Tja, da würde ich doch mal sagen: TÜV informieren! Aufzugsanlagen müssen in regelmässigen Intervallen vom TÜV geprüft werden und wenn der Prüfer zu dem Schluss kommt dass die Anlage nicht betriebssicher ist legt er sie halt still. Da kann die Hausverwaltung vor Wut explodieren, die Anlage bleibt trotzdem aus. Desweiteren muss an der Anlage der verantwortliche Aufzugswärter inkl. telefonischer Erreichbarkeit angegeben sein und der hat im Ernstfall auch auf der Matte zu stehen und wenn es drei Uhr früh am Weihnachtsmorgen ist!

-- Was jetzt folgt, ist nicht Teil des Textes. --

PR #993, opened 2026-05-21
GAUD-10062: expose waitForElem

dlockhart:
In somewhat rare circumstances, changing a component's state can cause a totally different set of components within it to render. One example might be putting it into an error state. When this happens, awaiting `updateComplete` isn't often enough, as those *new* nested components might have language terms that need to load or they may need to do their own asynchronous work.

To solve this, we expose `waitForElem` -- which is already used internally by the original `fixture` call.

### DIFF
--- a/README.md
+++ b/README.md
@@ -139,9 +139,9 @@ it('should work when printing', async() => {
 });
 ```
 
-### Accessibility Testing with aXe
+### Accessibility Testing with axe
 
-Elements can be processed by the [aXe accessibility validator](https://github.com/dequelabs/axe-core), which will automatically fail the test if any violations are detected.
+Elements can be processed by the [axe accessibility validator](https://github.com/dequelabs/axe-core), which will automatically fail the test if any violations are detected.
 
 ```javascript
 it('should be accessible', async() => {
@@ -299,6 +299,20 @@ it('should wait for updates', async() => {
   const elem = await fixture(html`<my-elem></my-elem>`);
   elem.someProp = 'foo';
   await elem.updateComplete;
+});
+```
+
+If that change causes a different set of nested components to be rendered, and those nested components take some time to finish *their* rendering, it's possible that awaiting `updateComplete` isn't enough.
+
+In this case, `waitForElem` can be used to recursively wait in a similar way to the original `fixture` call:
+
+```javascript
+import { fixture, waitForElem } from '@brightspace-ui/testing';
+
+it('should wait for recursive re-rendering', async() => {
+  const elem = await fixture(html`<my-elem></my-elem>`);
+  elem.errorState = true;
+  await waitForElem(elem);
 });
 ```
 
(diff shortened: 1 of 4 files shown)


src/browser/fixture.js
```diff
@@ -36,20 +36,20 @@ function getComposedChildren(node) {
...
 
 	if (!elem) return;
 
 	const doWait = async() => {
 
-		const update = elem.updateComplete;
-		if (typeof update === 'object' && Promise.resolve(update) === update) {
-			await update;
+		if (awaitLoadingComplete && typeof elem.getLoadingComplete === 'function') {
+			await elem.getLoadingComplete();
```
dlockhart, line 46: I've also flipped the order here. We first wait for `getLoadingComplete` and then we wait for `updateComplete`. The reasoning here is that almost always `getLoadingComplete` resolving is going to trigger some kind of state change, so we wait for `updateComplete` after that.

README.md
```diff
@@ -139,9 +139,9 @@ it('should work when printing', async() => {
 });
 ```
 
-### Accessibility Testing with aXe
+### Accessibility Testing with axe
```
dlockhart, line 142: While I was here...

GZolla (approved):

test/browser/fixture.test.js
```diff
@@ -332,6 +350,17 @@ describe('fixture', () => {
...
 
+		it('should wait for elements that are updated to be slow', async() => {
+			const elem = await fixture(`<${fastOrSlowElem}></${fastOrSlowElem}>`);
+			expect(elem.shadowRoot.querySelector('p').textContent).to.equal('fast');
+			elem.slow = true;
+			const waitPromise = waitForElem(elem);
+			await waitUntil(() => resolves.has('slow'));
+			timeouts.push(setTimeout(() => resolves.get('slow')(), 50));
+			await waitPromise;
+			expect(elem.shadowRoot.querySelector(slowElem).finished).to.be.true;
```
bearfriend, line 362: Should we be concerned that the `waitUntil` is actually the thing delaying long enough to make the `expect` pass? Can we use `hasChanged` or an event instead? Does setting `slow` on the original fixture not hold `waitForElem` until everything is done?

```suggestion
			const waitPromise = waitForElem(elem);
			elem.slow = true;
			await waitPromise;
			expect(elem.shadowRoot.querySelector(slowElem).finished).to.be.true;
```

Image

Like `waitPromise` is never going to resolve before `elem.slow` is set, and then that would kick off the update cycle and should hold the `await` until `finished` is set... I think.

dlockhart: We discussed this offline, but the conclusion was: the nested slow element won't resolve its `getLoadingComplete` until we call `resolves.get('slow')()`, which happens after the `waitUntil`. So that part is safe. But just for extra safety, I added an assertion that `finished` is `false` right before we await `waitPromise`.

bearfriend (approved):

Was daran so schwer sein soll den Aufzug stillzulegen weiss ich auch nicht: Kabine mit Inspektionssteuerung oder Rückholsteuerung auf sichere Position fahren (in der Regel mittig zwischen Keller und Erdgeschoss), Triebwerkshauptschalter ausschalten und gegen wiedereinschalten sichern, kontrollieren ob alle Schachttüren verriegelt sind und Schilder "Ausser Betrieb" an jeder Tür anbringen. Defekte Türen werden mit geeigneten Mitteln abgesperrt (müssten eigentlich im Triebwerksraum vorhanden sein).


Gruß Tobi (Aufzugswärter)


----------